As metas internacionais estipulam a erradicação da extrema pobreza pelo critério de renda per capita familiar de US$ 1,90 ao dia, pelo critério do poder de paridade de compra internacional. Como essa faixa inferior de rendimento já estava a caminho de ser extinta no Brasil, o país se comprometeu com um objetivo mais ousado: usar como linha de pobreza o valor de US$ 3,20 ao dia (equivalente a R$ 238 por mês). A meta de erradicação da miséria será considerada cumprida se, até 2030, apenas 3% dos brasileiros estiverem abaixo dela. Hoje, contudo, o número é muito maior: foi de 12,7% em 2018, último dado disponível no estudo preparado recentemente pelo Ipea.
O número de pessoas extremamente pobres saltou de 9 milhões, em 2014, para 13,5 milhões, em 2018. Projeções indicavam que estava ocorrendo uma ligeira melhora a partir do ano passado, mas, com a recessão da Covid-19, o cenário piorou drasticamente. A pandemia aprofundou a pobreza, embora ela esteja mascarada pelo pagamento do auxílio emergencial. O benefício terá de ser suspenso, em razão de seu elevado custo fiscal, e a miséria deverá crescer acentuadamente no próximo ano, de acordo com a avaliação dos especialistas.
Como diz o boletim analítico do Ipea, o Brasil tem se distanciado das metas. Isso é um reflexo de fatores como a piora no mercado de trabalho, a precarização do emprego, a queda nos rendimentos. A meta para a taxa de desemprego é mantê-la abaixo de 7%, mas o percentual de pessoas sem ocupação hoje é o dobro disso. Houve também um aumento da informalidade.
Mais emprego e melhores políticas sociais
O combate à pobreza envolve ações em duas frentes. Em primeiro lugar é urgente destravar o crescimento econômico, porque apenas dessa maneira haverá a criação de empregos, e com melhores salários. Em segundo lugar, aperfeiçoar as políticas sociais.
Com relação ao crescimento econômico, ele só ganhará força se houver confiança entre os empreendedores para a retomada dos investimentos produtivos. Para tanto, será necessário fazer andar a agenda de reformas (sobretudo a administrativa e a tributária), acelerar as concessões e privatizações, além de enfrentar o desafio fiscal, dirimindo as crescentes incertezas com relação ao financiamento da dívida pública.

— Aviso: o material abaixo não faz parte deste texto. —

PR #911, opened 2024-10-31
event loader with event watch and backfill

EasterTheBunny:
### Description

This PR introduces a component that monitors solana slot production and loads program log messages looking for emitted events. This component also provides a backfill feature to look for events in past blocks by program address.

Included is an integration test to a local solana validator as a smoke test and a benchmark test for watching slot production.

```
goos: darwin
goarch: arm64
pkg: github.com/smartcontractkit/chainlink-solana/pkg/solana/logpoller
cpu: Apple M1 Pro
BenchmarkEncodedLogCollector-10          1770250              6545 ns/op              6910 events/sec            2.762 rcp_calls/sec         662 B/op          3 allocs/op
PASS
ok      github.com/smartcontractkit/chainlink-solana/pkg/solana/logpoller       18.798s
```

[NONEVM-742](https://smartcontract-it.atlassian.net/browse/NONEVM-742)

[NONEVM-742]: https://smartcontract-it.atlassian.net/browse/NONEVM-742?atlOrigin=eyJpIjoiNWRkNTljNzYxNjVmNDY3MDlhMDU5Y2ZhYzA5YTRkZjUiLCJwIjoiZ2l0aHViLWNvbS1KU1cifQ


pkg/solana/logpoller/parser.go
```diff
@@ -0,0 +1,194 @@
...
+					Style:  MessageStyleSuccess,
+					Text:   "Program returned success",
+				})
+
+				depth--
+			} else if strings.Contains(log, "failed") {
+				instLogs[len(instLogs)-1].Failed = true
+
+				idx := strings.Index(log, ": ") + 2
+				currText := fmt.Sprintf(`Program returned error: "%s"`, log[idx:])
```
reductionista: Interesting... this looks useful, but I didn't think it was in scope for what we were trying to support (reading success or failure of contract calls, as opposed to just indexing events).  Is this something CCIP mentioned they want, or is it just included here in case it comes in handy at some point?

pkg/solana/logpoller/loader.go
```diff
@@ -0,0 +1,265 @@
...
+	// ProcessEvent should be thread safe.
+	ProcessEvent(ProgramEvent) error
+}
+
+type RPCClient interface {
+	GetLatestBlockhash(ctx context.Context, commitment rpc.CommitmentType) (out *rpc.GetLatestBlockhashResult, err error)
+	GetBlocks(ctx context.Context, startSlot uint64, endSlot *uint64, commitment rpc.CommitmentType) (out rpc.BlocksResult, err error)
+	GetBlockWithOpts(context.Context, uint64, *rpc.GetBlockOpts) (*rpc.GetBlockResult, error)
+	GetSignaturesForAddressWithOpts(context.Context, solana.PublicKey, *rpc.GetSignaturesForAddressOpts) ([]*rpc.TransactionSignature, error)
+	GetTransaction(context.Context, solana.Signature, *rpc.GetTransactionOpts) (*rpc.GetTransactionResult, error)
```
reductionista: Did we end up not needing `GetTransaction`?  I was thinking we would fetch each of the transactions for a particular contract individually, but I guess the way you're doing it here might be more efficient in most cases.

Seems like a good place to start I guess.

pkg/solana/logpoller/loader.go
```diff
@@ -0,0 +1,265 @@
...
+			return []services.Service{c.workers}
+		},
+		Start: c.start,
+		Close: c.close,
+	}.NewServiceEngine(lggr)
+
+	return c
+}
+
+func (c *EncodedLogCollector) BackfillForAddress(ctx context.Context, address string, fromSlot uint64) error {
```
reductionista, line 87: I don't see anything calling this, have you tried testing it yet?

pkg/solana/logpoller/job.go
```diff
@@ -0,0 +1,142 @@
...
+			// exclude rewards
+			Rewards: &excludeRewards,
+		},
+	)
+	if err != nil {
+		return err
+	}
+
+	detail := eventDetail{
+		blockNumber: *block.BlockHeight,
```
reductionista: Why is the block number a pointer, but the block hash is a value?

pkg/solana/logpoller/loader.go
```diff
@@ -0,0 +1,265 @@
...
+	"time"
+
+	"github.com/gagliardetto/solana-go"
+	"github.com/gagliardetto/solana-go/rpc"
+
+	"github.com/smartcontractkit/chainlink-common/pkg/logger"
+	"github.com/smartcontractkit/chainlink-common/pkg/services"
+)
+
+type Parser interface {
```
reductionista: There's an unfortunate naming conflict here we'll have to resolve at some point. One of the files in the evm log poller is parser.go and that component is referred to as the parser in code and docs. It parses DSL into SQL queries.

Not a big deal, but one or both we'll need to rename slightly to disambiguate.

reductionista:
Code looking good so far!  Nice division of work into different jobs and workers, looks like it will be pretty efficient as long as the cpu usage isn't too high on the chainlink node or the solana validator.  I haven't run the tests myself yet, but looking forward to playing around with it.

pkg/solana/logpoller/parser.go
EasterTheBunny: This was just in case it is needed. I carried it over from my initial POC and didn't feel like losing it as a feature.

pkg/solana/logpoller/loader.go
EasterTheBunny: I started by reading all transactions but found that we SHOULD be able to get the transaction detail from the blocks themselves. This method, if it works for all RPCs, will _drastically_ reduce the number of RPC calls.

pkg/solana/logpoller/loader.go
EasterTheBunny: I don't have a direct test for it yet. It uses roughly the same internal mechanisms, but I still need a smoke test at minimum.

pkg/solana/logpoller/job.go
EasterTheBunny: I am not sure why this is. So far, the smoke test on a local test validator seems to work. I would be interested to see why the block height is a pointer. Maybe a nil check would be safer here anyway.

pkg/solana/logpoller/loader.go
EasterTheBunny: That makes sense to me. I can change it to whatever. Maybe `LogDataParser`?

No que diz respeito às políticas sociais, chegou o momento de rever benefícios antigos e pouco eficientes e centrar esforços naqueles que mais contribuem para a redução das desigualdades. Essa é a ideia de algumas propostas em discussão, inclusive uma em estudo no governo. Seria uma ampliação e um aperfeiçoamento do bem-sucedido Bolsa Família.
Movimento Unidos pelo Brasil
Um dos projetos em debate é a proposta apresentada pelo movimento da sociedade civil Unidos Pelo Brasil, coordenado pelo Centro de Liderança Pública (CLP). Ela prevê que programas existentes sejam reformulados, como a fusão do abono salarial com o salário mínimo. O seguro-desemprego e o Fundo de Garantia do Tempo de Serviço (FGTS) passariam a fazer parte de um único programa de ajuda a pessoas que perderam o trabalho.
O plano foi concebido com a coordenação do especialista Ricardo Paes de Barros, um dos criadores do Bolsa Família. Um de seus objetivos centrais foi ampliar o alcance, mas sem furar o teto de gastos nem criar novos desequilíbrios nas finanças públicas. A receita adicional viria em parte, da eliminação dos supersalários no funcionalismo e dos ganhos obtidos com a reforma administrativa. O Brasil precisa reagir. Preocupa a falta de urgência do governo e de algumas lideranças políticas. Sem reformas, o país deixa de avançar e, na realidade, volta ao passado. Regride até mesmo em aspectos como o combate à pobreza extrema – uma mazela que, até não muito tempo atrás, parecia estar próxima de ser erradicada.